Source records

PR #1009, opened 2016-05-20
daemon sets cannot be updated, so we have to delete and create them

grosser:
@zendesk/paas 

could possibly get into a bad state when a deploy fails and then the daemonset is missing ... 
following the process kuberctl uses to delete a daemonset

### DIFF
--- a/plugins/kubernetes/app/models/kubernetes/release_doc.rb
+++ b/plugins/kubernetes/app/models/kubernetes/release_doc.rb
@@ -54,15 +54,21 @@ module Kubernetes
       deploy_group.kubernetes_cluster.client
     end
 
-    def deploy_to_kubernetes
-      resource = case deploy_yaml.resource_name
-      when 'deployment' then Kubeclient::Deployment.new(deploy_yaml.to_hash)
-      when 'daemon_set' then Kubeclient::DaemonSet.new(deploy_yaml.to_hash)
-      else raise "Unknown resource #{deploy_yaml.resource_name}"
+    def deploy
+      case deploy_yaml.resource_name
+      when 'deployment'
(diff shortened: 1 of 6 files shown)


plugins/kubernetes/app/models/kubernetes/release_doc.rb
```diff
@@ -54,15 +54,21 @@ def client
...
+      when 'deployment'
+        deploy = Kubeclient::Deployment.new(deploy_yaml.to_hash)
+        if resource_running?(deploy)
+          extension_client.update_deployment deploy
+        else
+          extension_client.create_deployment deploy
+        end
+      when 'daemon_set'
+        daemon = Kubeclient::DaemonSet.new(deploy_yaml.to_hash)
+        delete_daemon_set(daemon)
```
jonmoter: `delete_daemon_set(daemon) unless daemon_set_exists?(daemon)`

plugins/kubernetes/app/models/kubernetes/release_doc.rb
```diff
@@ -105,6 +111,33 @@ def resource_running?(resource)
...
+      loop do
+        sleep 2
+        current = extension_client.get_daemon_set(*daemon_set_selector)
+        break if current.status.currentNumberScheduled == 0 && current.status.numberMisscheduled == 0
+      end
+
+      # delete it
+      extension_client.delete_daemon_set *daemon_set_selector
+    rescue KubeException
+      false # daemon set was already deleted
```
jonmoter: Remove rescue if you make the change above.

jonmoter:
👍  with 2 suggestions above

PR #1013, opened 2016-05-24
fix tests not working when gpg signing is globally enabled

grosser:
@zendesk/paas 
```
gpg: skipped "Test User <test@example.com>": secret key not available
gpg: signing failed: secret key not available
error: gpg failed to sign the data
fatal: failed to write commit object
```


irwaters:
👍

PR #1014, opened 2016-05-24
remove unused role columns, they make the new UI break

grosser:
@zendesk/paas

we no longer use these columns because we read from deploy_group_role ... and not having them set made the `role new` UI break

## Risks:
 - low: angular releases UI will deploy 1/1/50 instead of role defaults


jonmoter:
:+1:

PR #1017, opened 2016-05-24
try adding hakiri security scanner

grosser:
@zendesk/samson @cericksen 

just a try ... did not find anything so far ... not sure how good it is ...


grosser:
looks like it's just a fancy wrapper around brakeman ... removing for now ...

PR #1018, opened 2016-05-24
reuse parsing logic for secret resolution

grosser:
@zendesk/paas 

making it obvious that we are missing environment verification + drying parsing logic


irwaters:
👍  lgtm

* [PROBLEM REQUIREMENTS]
Once more, write out all of the entries above exactly.

* [SOLUTION FOR THIS EXERCISE]
PR #1009, opened 2016-05-20
daemon sets cannot be updated, so we have to delete and create them

grosser:
@zendesk/paas 

could possibly get into a bad state when a deploy fails and then the daemonset is missing ... 
following the process kuberctl uses to delete a daemonset

### DIFF
--- a/plugins/kubernetes/app/models/kubernetes/release_doc.rb
+++ b/plugins/kubernetes/app/models/kubernetes/release_doc.rb
@@ -54,15 +54,21 @@ module Kubernetes
       deploy_group.kubernetes_cluster.client
     end
 
-    def deploy_to_kubernetes
-      resource = case deploy_yaml.resource_name
-      when 'deployment' then Kubeclient::Deployment.new(deploy_yaml.to_hash)
-      when 'daemon_set' then Kubeclient::DaemonSet.new(deploy_yaml.to_hash)
-      else raise "Unknown resource #{deploy_yaml.resource_name}"
+    def deploy
+      case deploy_yaml.resource_name
+      when 'deployment'
(diff shortened: 1 of 6 files shown)


plugins/kubernetes/app/models/kubernetes/release_doc.rb
```diff
@@ -54,15 +54,21 @@ def client
...
+      when 'deployment'
+        deploy = Kubeclient::Deployment.new(deploy_yaml.to_hash)
+        if resource_running?(deploy)
+          extension_client.update_deployment deploy
+        else
+          extension_client.create_deployment deploy
+        end
+      when 'daemon_set'
+        daemon = Kubeclient::DaemonSet.new(deploy_yaml.to_hash)
+        delete_daemon_set(daemon)
```
jonmoter: `delete_daemon_set(daemon) unless daemon_set_exists?(daemon)`

plugins/kubernetes/app/models/kubernetes/release_doc.rb
```diff
@@ -105,6 +111,33 @@ def resource_running?(resource)
...
+      loop do
+        sleep 2
+        current = extension_client.get_daemon_set(*daemon_set_selector)
+        break if current.status.currentNumberScheduled == 0 && current.status.numberMisscheduled == 0
+      end
+
+      # delete it
+      extension_client.delete_daemon_set *daemon_set_selector
+    rescue KubeException
+      false # daemon set was already deleted
```
jonmoter: Remove rescue if you make the change above.

jonmoter:
👍  with 2 suggestions above

PR #1013, opened 2016-05-24
fix tests not working when gpg signing is globally enabled

grosser:
@zendesk/paas 
```
gpg: skipped "Test User <test@example.com>": secret key not available
gpg: signing failed: secret key not available
error: gpg failed to sign the data
fatal: failed to write commit object
```


irwaters:
👍

PR #1014, opened 2016-05-24
remove unused role columns, they make the new UI break

grosser:
@zendesk/paas

we no longer use these columns because we read from deploy_group_role ... and not having them set made the `role new` UI break

## Risks:
 - low: angular releases UI will deploy 1/1/50 instead of role defaults


jonmoter:
:+1:

PR #1017, opened 2016-05-24
try adding hakiri security scanner

grosser:
@zendesk/samson @cericksen 

just a try ... did not find anything so far ... not sure how good it is ...


grosser:
looks like it's just a fancy wrapper around brakeman ... removing for now ...

PR #1018, opened 2016-05-24
reuse parsing logic for secret resolution

grosser:
@zendesk/paas 

making it obvious that we are missing environment verification + drying parsing logic


irwaters:
👍  lgtm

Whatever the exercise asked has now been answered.